Une autre  caractéristique de notre évangile est que Jésus envoie ses disciples en mission sans parler de message à faire connaître. Il ne leur dit pas : vous raconterez la parabole du semeur ou celle du Père prodigue… Pas de consigne à ce sujet. En revanche, il donne des détails sur leur façon d’être et de se comporter, en exigeant deux choses : la pauvreté et l’humilité. « Ne rien prendre pour la route… ». Les apôtres n’apportent pas la lune, ils s’apportent eux-mêmes en mendiant gîte et couvert. Ils mettent ainsi leurs interlocuteurs dans la liberté d’ouvrir ou de fermer leur porte. Il s’agit d’amour réciproque manifesté en actes, avant les paroles. St François d’Assise envisageait aussi cette première mission en disant à ses frères « on peut évangéliser aussi par la parole ». Le plus important n’est pas ce que nous disons mais ce que nous sommes. Et le message chrétien n’est pas séparable de la Vie qui nous est donnée par la foi.

Aujourd’hui, on parle beaucoup de « nouvelle évangélisation ». Avant d’évangéliser les autres, nous devons nous laisser  évangéliser nous-mêmes. Ensuite nous sommes, chacun,  envoyés en mission par notre baptême et par  notre confirmation. Chaque fois que nous venons à la messe le prêtre nous envoie en mission.
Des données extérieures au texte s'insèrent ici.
PR #276, opened 2018-10-22
Fix gradle-school exercise test

tehbilly:
The `expected` value is incorrect, causing the test to fail. This is also true with the reference implementation of the exercise.


mikegehard:
Thank you!

PR #278, opened 2018-10-24
two-fer: updated readme

uzilan:
Updated two-fer readme according to https://github.com/exercism/problem-specifications/pull/1374


mikegehard:
Thank you @uzilan!

Issue #185, opened 2018-06-08
complex-numbers: update tests and version file (v1.0.0 -> v1.3.0)


sjwarner-bp:
Please update the version specified in the complex-numbers version file from 1.0.0 to 1.3.0.

This update has been caused by the application of a new input policy, and the addition of a new test case.

Please additionally update the test suite to match the [canonical-data](https://github.com/exercism/problem-specifications/commits/master/exercises/complex-numbers/canonical-data.json). The test described by "Exponential of a number with real and imaginary part" should be added, and the reference solution updated if necessary.

DanCorder:
I can take a look at this

PR #279, opened 2018-12-17
Update complex numbers test to match canonical data - issue #185

DanCorder:
The first change addresses issue #185 updating to v1.3.0 of the canonical data.

The second change is not strictly needed, but it seems nicer to use Kotlin's standard libraries.


mikegehard:
Thank you!

PR #281, opened 2019-01-31
Add test to confirm no duplicates

mikegehard:
The README talks about this but we never write a test for it. I screwed up an implementation and this test caught the duplicates.


mikegehard:
Commit here: https://github.com/exercism/kotlin/commit/9868d7843bfebf73c2c7080cf45e909a62dba3c5

PR #285, opened 2019-03-03
Clarify what functions you are not supposed to use.

### LINKED ISSUE #280: list-ops: it's not clear what existing functions/operators you can use
The current instructions for the list-ops say:

> In functional languages list operations like length, map, and reduce are very common. Implement a series of basic list operations, without using existing functions.

AFAIK, Kotlin does not provide a way to do anything with a list without using functions.  Even built in operators like `[]` wind up calling functions (e.g. `get`).  So I don't get how it's possible to do this exercise without using at least some of the built in Kotlin or Java functions.

I've looked over [most of the community solutions](https://exercism.io/tracks/kotlin/exercises/list-ops/solutions) and all the ones I've looked at use some existing functions like `drop`, `+`, `isEmpty`, etc.

Can the instructions get clarified to be more specific about what functions you are allowed to use?

myronmarston:
Closes #280.

### DIFF
--- a/exercises/list-ops/README.md
+++ b/exercises/list-ops/README.md
@@ -4,7 +4,7 @@ Implement basic list operations.
 
 In functional languages list operations like `length`, `map`, and
 `reduce` are very common. Implement a series of basic list operations,
-without using existing functions.
+without using the existing functions of the same name.
 
 ## Hints
 


mikegehard:
Thank you!

PR #292, opened 2019-03-13
Update robot-name RobotTest.kt

matthewmcgarvey:
I was able to make it through this challenge using a computed property like:

```kotlin
val name : String
    get() = createName()
```

which doesn't make sense


mikegehard:
Thanks for the PR!

Merged here: https://github.com/exercism/kotlin/commit/2e37e5028643eac3ac00f4b3d50e54c1a29df037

Dans la foi, c’est Jésus qui renouvelle pour nous cet envoi au monde qui est le nôtre. Les premiers destinataires de l’évangélisation c’est nous-mêmes. Dans la mesure où nous accueillons en nous l’Esprit de Jésus. Nous n’avons pas été baptisés pour être des chrétiens catholiques ou protestants, conciliaires ou intégristes, nous avons été baptisés pour être des enfants de Dieu, pour crucifier « le vieil homme » qui habite en nous, en faveur de « l’homme nouveau » qui doit naître et grandir. «  Nous ne naissons pas chrétiens, nous le devenons » (Tertullien).
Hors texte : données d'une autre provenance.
PR #294, opened 2019-04-06
Fix for test on Empty Stirng

antimoroma:
For empty string we must have as expected result

One for you, one for me


NobbZ:
To be honest, I consider the empty string as a valid name, since kotlin has other means to differ between no value given and a value given.

The current implementation might be a conscious choice of the original implementor of the exercise.

PR #320, opened 2019-10-08
issues 310: Create stub files for all exercises

eparovyshnaya:
- stub file for "Two Fer" task solution is appended
 - tests are un-ignored, as they got compilable over the main source base

---
The stub is questionable if the following aspects.

It contains hints to study about 
 - [internal scope](https://kotlinlang.org/docs/reference/visibility-modifiers.html), which is one of the label Kt features
- [single-expression function](https://kotlinlang.org/docs/reference/functions.html#single-expression-functions) which is concise and idomatic tool

It does not contain a clue for [default arguments](https://kotlinlang.org/docs/reference/functions.html#default-arguments). I just do not know how to mention it withount giving a precise solution.

It is quite a Kotlin-like, but I'm not sure if it fits Exercism studying methodics. 

Do you wish the stub to stay as close to the reference solution as possibl? 
Do you want to avoid distraction by extra study motivators (like *internal* keyword and *=* sign in a function signture)? 
If you do, I will rework the stub for sure. 
If you don't, I have anoher proposal: can I add these links in the function's kotlin-doc?

### DIFF
--- a/exercises/secret-handshake/src/main/kotlin/HandshakeCalculator.kt
+++ b/exercises/secret-handshake/src/main/kotlin/HandshakeCalculator.kt
@@ -1,0 +1,5 @@
+object HandshakeCalculator {
+    fun calculateHandshake(number: Int): List<Signal> {
+        TODO("Implement the function to complete the task")
+    }
+}
--- a/exercises/two-fer/src/main/kotlin/Twofer.kt
+++ b/exercises/two-fer/src/main/kotlin/Twofer.kt
@@ -1,0 +1,3 @@
+internal fun twofer(name: String): String {
+    TODO("Implement the function to complete the task")
+}


SleeplessByte:
Why are the tests un-ignored? Only the first test should be enabled.

IMO, the stub does _not_ need to compile, but I think it's find to give a stub _without_ a default argument. It's a pretty natural path to add a default argument as you go.

eparovyshnaya:
All questionable things are undone. 

We stll cannot get this compiled until [PR 318](https://github.com/exercism/kotlin/pull/318)  is merged.

exercises/secret-handshake/src/main/kotlin/HandshakeCalculator.kt
```diff
@@ -0,0 +1,5 @@
+object HandshakeCalculator {
+    fun calculateHandshake(number: Int): List<Signal> {
+        return emptyList()
+    }
+}
```
SleeplessByte: You might want to consider adding an empty newline at the EOF, I think this is common for most editors to insert, and will not pollute git changes when the final line is changed.

exercises/two-fer/src/main/kotlin/Twofer.kt
```diff
@@ -0,0 +1,3 @@
+internal fun twofer(name: String): String {
+    return ""
+}
```
SleeplessByte: Same as the other file.

exercises/two-fer/src/main/kotlin/Twofer.kt
```diff
@@ -0,0 +1,3 @@
+internal fun twofer(name: String): String {
+    return ""
```
SleeplessByte: Instead, I suggest throwing a [not implemented error](https://kotlinlang.org/api/latest/jvm/stdlib/kotlin/-not-implemented-error/index.html).

exercises/secret-handshake/src/main/kotlin/HandshakeCalculator.kt
```diff
@@ -0,0 +1,5 @@
+object HandshakeCalculator {
+    fun calculateHandshake(number: Int): List<Signal> {
+        return emptyList()
```
SleeplessByte: Instead, I suggest throwing a [not implemented error](https://kotlinlang.org/api/latest/jvm/stdlib/kotlin/-not-implemented-error/index.html).

SleeplessByte:
> If you don't, I have anoher proposal: can I add these links in the function's kotlin-doc?

If you show me what that would look like... sure :)

exercises/secret-handshake/src/main/kotlin/HandshakeCalculator.kt
eparovyshnaya: Have sense. There is also a specially dedicated [TODO](https://kotlinlang.org/api/latest/jvm/stdlib/kotlin/-t-o-d-o.html) shortcut. Does not it fir more?

SleeplessByte:
Nice!

Don't use KDoc for this, but the [TrackInsert hint](https://github.com/exercism/configlet#hints)! Then, readme needs to be [re-generated](https://github.com/exercism/configlet#generate). The hint will become _part of `README.md`_.

Yes, use `TODO`!! That's a great fit.

eparovyshnaya:
Got it. Will remove the KDocs from both stubs to call it a day for this PR. Will open another one for TrackHints.

SleeplessByte:
@dector if you squash-merge here, those steps are unnecessary.

dector:
@SleeplessByte Kinda. I'm not using built-in functionality here intentionally.
I'm not sure how it handles commit author info (especially, for signed commits). There is some [open issues](https://github.com/isaacs/github/issues/1368). I'm just not familiar how and what this merge mode does behind the curtain. :)

There is no rush for this PR so I suggested to do it manually.

eparovyshnaya:
Guys, I do appreciate your help and care. Just let me sort it out. Taming this *rebase* became an affair of honor for me.

eparovyshnaya:
@dector, made it. Can you please merge?

PR #7259, opened 2026-09-19
docs(settings): the App Settings block has more than two entries

jamesarich:
## Why

The **App Settings** section claimed the Settings screen holds "two easy-to-miss entries" that configure the app. It holds about fourteen, in three named groups plus four standalone rows.

The concrete cost: `units-and-locale.md` tells readers to open the **Units** entry, and this page — the one that documents the settings screen — never mentions it exists. The same goes for the node database export, the packet exports and the full-timestamp toggle.

Found by a full sweep of `docs/en` against current behaviour. Every entry below was read from `SettingsScreen.kt:263-320` and its section composables, with labels taken from the string resources rather than guessed.

## 🐛 Bug Fixes

* Replaced the two-entry claim with the real inventory, grouped the way the screen groups it: Privacy (analytics, phone location, homoglyph), Appearance (Units, Theme, Language, full message timestamps), Persistence (cache limit, three exports), then Node Layout, Wi-Fi Provisioning, Message Filter and System AI.
* Noted that **Permissions** sits above the block and **App Info** below, and that System AI appears only where app functions are available.
* Linked **Units** to `units-and-locale`, closing the loop that page already assumed.

## Testing Performed

Docs-only; no code touched.

Note for reviewers: four committed screenshots under `docs/assets/screenshots/` (`settings_appearance`, `settings_persistence`, `settings_notifications`, `settings_app_info`) are referenced by no page at all, which suggests this section was always meant to be fuller. Wiring them in is left for a follow-up.


jamesarich:

PR #7260, opened 2026-09-19
docs(settings): fix the triple-click default and the enum lists

jamesarich:
## Why

Five claims on the radio settings page no longer match the app, one of them a default stated backwards.

Stacked on #7252 (the lockdown correction) because it touches the same file. Retarget to `main` once that merges.

Found by a full sweep of `docs/en` against current behaviour; every claim verified against the code or the pinned protobuf artifact.

## 🐛 Bug Fixes

* **Triple Click Ad Hoc Ping was documented as disabled by default; it ships enabled.** The switch binds the inverted proto field — `DeviceConfigScreen.kt:253` `checked = !formState.value.disable_triple_click` — and `disable_triple_click` has no non-zero default, so the control renders on.
* **OLED type** lists four values; the enum has six. Corrected to the six constants, and noted the picker shows raw names (`DisplayConfigItemList.kt:198` maps `entries` to `it.name`).
* **Compass orientation** lists four; the enum has eight, the extra four being `_INVERTED` variants.
* **Managed Mode** was described as restricting non-admin channel changes. It disables the entire Configuration list — `RadioConfig.kt:86` folds `isManaged` into the `enabled` flag for every row, and the in-app summary says the user cannot access any device settings.
* **Region and presets** gained two behaviours the page never mentioned: the preset list is filtered to what the region legally permits (`LoRaConfigItemList.kt:98`), and changing region repairs a now-illegal preset instead of leaving it (`:194` `presetForRegionChange`). The region list is itself firmware-filtered, so the newer regions appear only on 2.8 and later.

## Testing Performed

Enum values read from the pinned `protobufs-jvm` 2.8.0.96 artifact, not from the proto source. Docs-only; no code touched.


jamesarich:

PR #7264, opened 2026-09-19
feat(coverage): compute RF coverage locally with kp1812 (ITU-R P.1812)

jamesarich:
Computes RF coverage in-process with [`org.meshtastic:kp1812`](https://github.com/meshtastic/kp1812), a pure-Kotlin Multiplatform implementation of ITU-R P.1812, instead of driving the hosted Site Planner through a hidden WebView. `SitePlannerRunner` is 319 lines that load site.meshtastic.org, wait up to 45 s for a JavaScript bridge, and need the network; on desktop it cannot run at all, so today the desktop app opens a browser and asks the user to export a `.geojson` and re-import it by hand. With this, coverage is a local computation over terrain the app already has, offline once the terrain is cached.

**Draft, and depends on an unpublished library.** kp1812 has not had a release yet; the branch resolves it from `mavenLocal` behind the repo's existing `-PuseMavenLocal` flag, so CI will fail at dependency resolution until kp1812's first release lands on Maven Central. The kp1812 repo is private in the org with Actions disabled for now. Predictions will also not match the hosted planner pixel for pixel: P.1812 is a different model from SPLAT!'s ITM, and that is expected rather than a defect.

## 🌟 New Features

- `feature:coverage`, a KMP module: `LocalCoverage.sweep()` computes received signal strength on a polar lattice (one terrain profile per bearing, every ring a prefix of that walk) and resamples onto a grid; `CoverageContours` merges cells into disjoint dBm bands exported as GeoJSON `MultiPolygon` iso-bands with simplestyle fill, the same shape the hosted planner exports.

À nous d’ouvrir notre porte. Sommes-nous « ouverts » ou « fermés » ? Quelle est notre capacité d’accueillir un étranger ? La question est d’actualité. Jésus court encore aujourd’hui le risque que nous ayons envers lui le même refus que ses compatriotes.

Pour terminer, pensons à l’exemple que donne notre pape François en voyage missionnaire en Amérique latine. Il se présente comme « le témoin de la miséricorde de Dieu » (miséricorde = qui a le cœur sensible à la misère des autres). Retenons son habitude de visiter les prisonniers, des êtres que la société a jugés dangereux. Il ne va pas les féliciter de leur crime ou leur faire la morale. Il commence par les remercier de l’avoir accueilli. Il  leur dit que lui-même aurait pu être condamné s’il avait une enfance et une vie semblable à la leur. Même pape il est un homme pardonné. Jésus est venu sauver tous les hommes et non les condamner. Voilà la bonne nouvelle, l’évangile à faire connaître avec humilité et pauvreté.